PR #80, opened 2025-07-09
feat: Improved query timeout handling

mkaufmann:
This change adjusts the query timeout handling from being locally  + gRPC deadline enforced to now primarily being enforced on Hyper server side.
- This allows to return the server side error to the caller. Previously it would either raise an internal error by the JDBC driver or obscure gRPC timeout errors depending on which layer detected the problem first.
- It now also guarantees that async queries don't exceed their timeout even if the client crashes / or the user flow forgets to explicitly invoke `cancel`.

To ensure robustness of the query timeout handling in face of network problems or even server side bugs this change doesn't only rely on the server side timeouts.
As a safety net there is also local enforcement (which happens with a configurable delay to allow the server to terminate first)

As a related change the driver now also internally tracks timeouts more accurately (both for executeQuery as well as for the custom `wait*` methods).
- The old approach was in some places relying on non monotonic clocks (`Instant`) and thus would have resulted in failures around system clock updates / summer time changes
- The old approach sometimes waited for a multiple of the configured query timeout

To remove this class of issues usages a new Deadline class is introduced that tracks the remaining time for a timeout.

### DIFF
--- a/jdbc-core/src/test/java/com/salesforce/datacloud/jdbc/core/QueryTimeoutTest.java
+++ b/jdbc-core/src/test/java/com/salesforce/datacloud/jdbc/core/QueryTimeoutTest.java
@@ -1,0 +1,147 @@
+/*
+ * Copyright (c) 2024, Salesforce, Inc.
+ *
+ * Licensed under the Apache License, Version 2.0 (the "License");
+ * you may not use this file except in compliance with the License.
+ * You may obtain a copy of the License at
+ *
+ *     http://www.apache.org/licenses/LICENSE-2.0
+ *
+ * Unless required by applicable law or agreed to in writing, software
+ * distributed under the License is distributed on an "AS IS" BASIS,
+ * WITHOUT WARRANTIES OR CONDITIONS OF ANY KIND, either express or implied.
+ * See the License for the specific language governing permissions and
+ * limitations under the License.
+ */
+package com.salesforce.datacloud.jdbc.core;
+
+import static org.assertj.core.api.Assertions.assertThat;
+import static org.junit.Assert.assertEquals;
+import static org.junit.Assert.assertThrows;
+
+import com.salesforce.datacloud.jdbc.exception.DataCloudJDBCException;
+import com.salesforce.datacloud.jdbc.hyper.HyperTestBase;
+import com.salesforce.datacloud.jdbc.util.HyperLogScope;
+import java.sql.Connection;
+import java.sql.ResultSet;
+import java.sql.SQLException;
+import java.sql.Statement;
+import java.time.Duration;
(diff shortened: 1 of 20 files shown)


jdbc-core/src/test/java/com/salesforce/datacloud/jdbc/core/listener/QueryStatusListenerTest.java
```diff
@@ -38,9 +39,9 @@ private QueryStatusListener sut(String query, QueryParam.TransferMode mode) {
     private QueryStatusListener sut(String query, QueryParam.TransferMode mode, Duration timeout) {
         switch (mode) {
             case ASYNC:
-                return AsyncQueryStatusListener.of(query, hyperGrpcClient, timeout);
+                return AsyncQueryStatusListener.of(query, hyperGrpcClient, QueryTimeout.of(timeout, Duration.ZERO));
             case ADAPTIVE:
-                return AdaptiveQueryStatusListener.of(query, hyperGrpcClient, timeout);
+                return AdaptiveQueryStatusListener.of(query, hyperGrpcClient, QueryTimeout.of(timeout, Duration.ZERO));
```
jschneidereit, line 44: Should we make an overload of `QueryTimeout.of` where the local enforcement delay defaults to `Duration.ZERO`?

jdbc-core/src/test/java/com/salesforce/datacloud/jdbc/core/QueryTimeoutTest.java
```diff
@@ -0,0 +1,147 @@
...
+                statement.executeQuery("SHOW query_timeout");
+            }
+        }
+
+        // Verify that the gRPC deadline is far below the 100 seconds that the network timeout is set to.
+        ResultSet resultSet = logScope.executeQuery(
+                "select CAST(v->>'requested-timeout' as DOUBLE PRECISION)from hyper_log WHERE k='grpc-query-received'");
+        resultSet.next();
+        assertThat(resultSet.getDouble(1)).isLessThan(20);
+        logScope.close();
```
jschneidereit, line 118: Does it make sense to use `try` semantics for this in case the test fails?

jdbc-core/src/test/java/com/salesforce/datacloud/jdbc/core/listener/QueryStatusListenerTest.java
mkaufmann: Such an overload would only be required for test. For normal production code it would be dangerous as the timeout should always be passed from another source. To keep the complexity for writing the driver code low I wouldn't add such overload and pay the small fee in tests.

• **GOAL OF THE EXERCISE**: Pull out all lines from the entries above in which the word "overload" appears.

• **PROBLEM SOLUTION**:
jschneidereit, line 44: Should we make an overload of `QueryTimeout.of` where the local enforcement delay defaults to `Duration.ZERO`?
mkaufmann: Such an overload would only be required for test. For normal production code it would be dangerous as the timeout should always be passed from another source. To keep the complexity for writing the driver code low I wouldn't add such overload and pay the small fee in tests.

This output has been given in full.